▶ [Supplied material]:

◆ ◆ ◆

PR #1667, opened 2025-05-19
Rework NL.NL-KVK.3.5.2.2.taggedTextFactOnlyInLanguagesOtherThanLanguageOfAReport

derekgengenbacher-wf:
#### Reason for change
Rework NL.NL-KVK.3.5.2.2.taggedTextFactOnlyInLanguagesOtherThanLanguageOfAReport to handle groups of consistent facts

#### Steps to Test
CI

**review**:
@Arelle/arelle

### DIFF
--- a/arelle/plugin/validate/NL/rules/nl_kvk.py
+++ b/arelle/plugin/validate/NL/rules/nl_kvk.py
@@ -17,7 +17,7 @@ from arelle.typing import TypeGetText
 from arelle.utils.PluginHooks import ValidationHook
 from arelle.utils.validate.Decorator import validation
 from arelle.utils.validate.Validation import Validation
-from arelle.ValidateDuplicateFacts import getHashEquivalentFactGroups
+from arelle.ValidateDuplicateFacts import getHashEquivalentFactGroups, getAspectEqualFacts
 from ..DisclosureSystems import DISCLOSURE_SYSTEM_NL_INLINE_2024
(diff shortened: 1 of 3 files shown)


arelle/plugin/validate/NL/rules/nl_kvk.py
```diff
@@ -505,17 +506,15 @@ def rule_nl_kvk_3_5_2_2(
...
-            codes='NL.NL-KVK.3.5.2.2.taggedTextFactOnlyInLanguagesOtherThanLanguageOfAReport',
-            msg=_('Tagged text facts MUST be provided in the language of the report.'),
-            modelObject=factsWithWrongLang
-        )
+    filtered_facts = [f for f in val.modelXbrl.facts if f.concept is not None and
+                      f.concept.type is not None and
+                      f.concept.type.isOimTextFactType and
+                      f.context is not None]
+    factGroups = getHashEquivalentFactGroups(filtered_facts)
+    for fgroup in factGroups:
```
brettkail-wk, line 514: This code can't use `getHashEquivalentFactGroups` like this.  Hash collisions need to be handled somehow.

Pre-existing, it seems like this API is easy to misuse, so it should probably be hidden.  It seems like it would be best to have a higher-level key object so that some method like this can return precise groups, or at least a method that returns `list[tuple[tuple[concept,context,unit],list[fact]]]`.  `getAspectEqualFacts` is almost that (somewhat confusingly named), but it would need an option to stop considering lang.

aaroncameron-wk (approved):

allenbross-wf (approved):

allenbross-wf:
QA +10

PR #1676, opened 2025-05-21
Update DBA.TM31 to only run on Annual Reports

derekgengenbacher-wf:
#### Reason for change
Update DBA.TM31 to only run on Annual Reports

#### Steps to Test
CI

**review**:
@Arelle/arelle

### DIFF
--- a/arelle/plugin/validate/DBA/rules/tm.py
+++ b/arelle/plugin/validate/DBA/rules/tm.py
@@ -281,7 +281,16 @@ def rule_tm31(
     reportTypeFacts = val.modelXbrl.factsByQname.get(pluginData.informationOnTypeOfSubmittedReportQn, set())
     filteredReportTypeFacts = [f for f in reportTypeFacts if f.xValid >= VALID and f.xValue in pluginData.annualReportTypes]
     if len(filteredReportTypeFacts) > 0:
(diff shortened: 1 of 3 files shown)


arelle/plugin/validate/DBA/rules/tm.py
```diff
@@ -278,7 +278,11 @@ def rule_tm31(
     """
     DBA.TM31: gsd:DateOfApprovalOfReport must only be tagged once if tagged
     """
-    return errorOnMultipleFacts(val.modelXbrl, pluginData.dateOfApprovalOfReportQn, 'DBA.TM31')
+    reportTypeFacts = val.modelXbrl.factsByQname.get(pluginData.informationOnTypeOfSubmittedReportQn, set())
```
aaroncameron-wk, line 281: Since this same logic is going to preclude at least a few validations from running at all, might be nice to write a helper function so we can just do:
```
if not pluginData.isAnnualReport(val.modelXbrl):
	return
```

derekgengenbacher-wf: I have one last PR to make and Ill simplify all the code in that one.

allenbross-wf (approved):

◆ ◆ ◆

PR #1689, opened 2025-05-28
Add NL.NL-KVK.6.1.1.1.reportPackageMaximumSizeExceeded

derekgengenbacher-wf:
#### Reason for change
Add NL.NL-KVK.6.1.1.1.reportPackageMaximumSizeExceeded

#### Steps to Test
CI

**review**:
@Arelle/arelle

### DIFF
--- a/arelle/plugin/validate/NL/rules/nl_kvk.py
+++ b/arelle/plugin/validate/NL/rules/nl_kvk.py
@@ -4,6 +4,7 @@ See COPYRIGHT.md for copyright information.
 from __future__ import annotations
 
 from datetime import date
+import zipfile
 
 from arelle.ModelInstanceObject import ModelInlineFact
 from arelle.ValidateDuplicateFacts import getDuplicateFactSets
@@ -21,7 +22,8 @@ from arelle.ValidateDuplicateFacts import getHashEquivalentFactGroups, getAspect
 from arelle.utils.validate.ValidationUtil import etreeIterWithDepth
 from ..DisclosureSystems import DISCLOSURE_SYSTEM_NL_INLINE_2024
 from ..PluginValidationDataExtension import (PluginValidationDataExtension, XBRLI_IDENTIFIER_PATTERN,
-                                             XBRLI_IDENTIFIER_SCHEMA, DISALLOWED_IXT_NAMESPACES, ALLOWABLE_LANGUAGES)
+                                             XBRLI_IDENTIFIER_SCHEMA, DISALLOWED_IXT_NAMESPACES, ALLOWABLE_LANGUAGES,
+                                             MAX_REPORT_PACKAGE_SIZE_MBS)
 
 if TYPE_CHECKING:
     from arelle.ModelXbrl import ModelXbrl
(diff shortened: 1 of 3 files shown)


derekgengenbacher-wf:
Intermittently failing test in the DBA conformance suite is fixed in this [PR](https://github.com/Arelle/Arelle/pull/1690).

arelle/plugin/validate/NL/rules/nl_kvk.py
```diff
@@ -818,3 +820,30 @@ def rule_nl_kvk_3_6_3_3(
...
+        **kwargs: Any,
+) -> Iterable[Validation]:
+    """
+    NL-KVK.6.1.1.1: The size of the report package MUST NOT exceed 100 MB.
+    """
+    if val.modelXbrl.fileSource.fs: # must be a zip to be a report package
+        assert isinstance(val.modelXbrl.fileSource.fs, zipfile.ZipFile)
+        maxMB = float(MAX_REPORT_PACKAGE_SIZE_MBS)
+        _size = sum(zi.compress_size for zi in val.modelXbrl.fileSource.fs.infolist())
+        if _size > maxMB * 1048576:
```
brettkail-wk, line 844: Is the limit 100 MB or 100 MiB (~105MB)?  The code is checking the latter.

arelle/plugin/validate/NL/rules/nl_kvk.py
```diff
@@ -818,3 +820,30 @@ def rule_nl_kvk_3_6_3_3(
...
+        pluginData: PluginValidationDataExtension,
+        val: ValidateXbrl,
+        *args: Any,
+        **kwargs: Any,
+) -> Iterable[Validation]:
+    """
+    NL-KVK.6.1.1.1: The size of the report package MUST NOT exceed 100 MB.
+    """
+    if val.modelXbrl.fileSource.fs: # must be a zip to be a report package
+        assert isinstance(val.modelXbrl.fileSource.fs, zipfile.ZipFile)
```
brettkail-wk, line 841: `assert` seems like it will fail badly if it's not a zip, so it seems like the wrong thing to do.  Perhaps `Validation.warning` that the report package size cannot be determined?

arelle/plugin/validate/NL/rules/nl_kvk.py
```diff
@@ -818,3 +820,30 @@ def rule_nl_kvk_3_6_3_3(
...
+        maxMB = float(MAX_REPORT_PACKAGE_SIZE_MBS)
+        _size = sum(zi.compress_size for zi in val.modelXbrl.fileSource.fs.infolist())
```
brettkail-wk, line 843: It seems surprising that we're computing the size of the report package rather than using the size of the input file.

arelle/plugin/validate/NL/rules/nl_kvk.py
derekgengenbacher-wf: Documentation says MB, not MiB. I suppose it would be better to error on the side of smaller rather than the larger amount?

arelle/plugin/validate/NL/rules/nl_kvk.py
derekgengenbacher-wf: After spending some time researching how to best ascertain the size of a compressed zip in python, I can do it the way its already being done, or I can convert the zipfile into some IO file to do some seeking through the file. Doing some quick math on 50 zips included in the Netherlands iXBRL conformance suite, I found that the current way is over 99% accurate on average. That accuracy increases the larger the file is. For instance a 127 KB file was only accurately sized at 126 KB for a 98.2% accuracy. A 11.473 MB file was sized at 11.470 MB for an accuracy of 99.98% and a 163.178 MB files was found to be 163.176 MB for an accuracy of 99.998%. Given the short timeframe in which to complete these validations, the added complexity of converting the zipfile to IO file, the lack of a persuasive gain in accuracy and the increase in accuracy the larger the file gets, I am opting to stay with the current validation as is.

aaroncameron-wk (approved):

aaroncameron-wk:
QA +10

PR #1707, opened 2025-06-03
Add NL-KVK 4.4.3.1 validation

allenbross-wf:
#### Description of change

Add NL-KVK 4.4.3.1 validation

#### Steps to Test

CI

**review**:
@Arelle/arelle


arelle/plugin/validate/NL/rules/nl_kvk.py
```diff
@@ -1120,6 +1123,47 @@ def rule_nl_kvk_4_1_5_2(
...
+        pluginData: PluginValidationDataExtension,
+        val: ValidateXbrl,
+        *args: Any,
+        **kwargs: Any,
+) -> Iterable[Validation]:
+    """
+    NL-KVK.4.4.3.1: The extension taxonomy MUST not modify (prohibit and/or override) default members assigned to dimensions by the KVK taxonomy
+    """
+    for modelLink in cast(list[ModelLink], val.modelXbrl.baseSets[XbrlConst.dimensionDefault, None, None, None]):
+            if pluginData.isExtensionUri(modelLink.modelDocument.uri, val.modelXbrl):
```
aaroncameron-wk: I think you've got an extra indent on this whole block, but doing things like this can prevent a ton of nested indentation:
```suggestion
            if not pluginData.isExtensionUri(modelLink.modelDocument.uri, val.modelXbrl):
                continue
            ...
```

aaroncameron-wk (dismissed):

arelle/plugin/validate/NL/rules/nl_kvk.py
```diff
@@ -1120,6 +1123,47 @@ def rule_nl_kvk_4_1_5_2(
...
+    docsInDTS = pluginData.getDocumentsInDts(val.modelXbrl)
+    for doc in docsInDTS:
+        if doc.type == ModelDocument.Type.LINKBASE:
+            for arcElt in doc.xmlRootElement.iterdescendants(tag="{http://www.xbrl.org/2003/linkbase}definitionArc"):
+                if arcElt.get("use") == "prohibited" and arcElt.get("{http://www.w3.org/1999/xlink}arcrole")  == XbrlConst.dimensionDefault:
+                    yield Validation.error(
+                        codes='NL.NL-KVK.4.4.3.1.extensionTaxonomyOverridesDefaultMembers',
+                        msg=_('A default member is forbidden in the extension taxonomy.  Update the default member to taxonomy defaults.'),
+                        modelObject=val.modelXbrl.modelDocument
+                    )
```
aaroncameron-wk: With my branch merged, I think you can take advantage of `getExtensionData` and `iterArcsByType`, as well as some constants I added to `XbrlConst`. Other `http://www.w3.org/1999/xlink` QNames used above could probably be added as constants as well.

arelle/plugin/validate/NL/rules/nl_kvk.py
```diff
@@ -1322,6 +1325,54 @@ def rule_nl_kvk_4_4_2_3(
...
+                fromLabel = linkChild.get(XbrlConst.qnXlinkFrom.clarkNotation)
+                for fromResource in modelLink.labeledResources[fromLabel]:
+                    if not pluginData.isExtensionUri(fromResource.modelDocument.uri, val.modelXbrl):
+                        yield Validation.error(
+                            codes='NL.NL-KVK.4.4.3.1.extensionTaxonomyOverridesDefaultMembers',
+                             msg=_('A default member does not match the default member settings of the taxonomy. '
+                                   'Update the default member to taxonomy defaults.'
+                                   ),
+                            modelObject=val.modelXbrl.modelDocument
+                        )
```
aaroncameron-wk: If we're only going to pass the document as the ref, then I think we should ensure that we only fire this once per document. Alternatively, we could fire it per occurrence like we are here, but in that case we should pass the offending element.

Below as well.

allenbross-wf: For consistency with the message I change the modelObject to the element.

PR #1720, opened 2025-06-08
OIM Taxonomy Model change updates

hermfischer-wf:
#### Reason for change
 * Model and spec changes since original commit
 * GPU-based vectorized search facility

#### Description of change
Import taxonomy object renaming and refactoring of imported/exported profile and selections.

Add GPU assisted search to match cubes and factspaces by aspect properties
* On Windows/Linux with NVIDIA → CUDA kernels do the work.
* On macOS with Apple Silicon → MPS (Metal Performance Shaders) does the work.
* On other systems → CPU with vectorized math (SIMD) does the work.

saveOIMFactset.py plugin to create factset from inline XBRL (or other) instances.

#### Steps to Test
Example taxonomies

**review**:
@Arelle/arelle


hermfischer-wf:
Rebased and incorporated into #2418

◆ ◆ ◆

Return a copy of each line of the material that holds the word "informationOnTypeOfSubmittedReportQn".

     reportTypeFacts = val.modelXbrl.factsByQname.get(pluginData.informationOnTypeOfSubmittedReportQn, set())
+    reportTypeFacts = val.modelXbrl.factsByQname.get(pluginData.informationOnTypeOfSubmittedReportQn, set())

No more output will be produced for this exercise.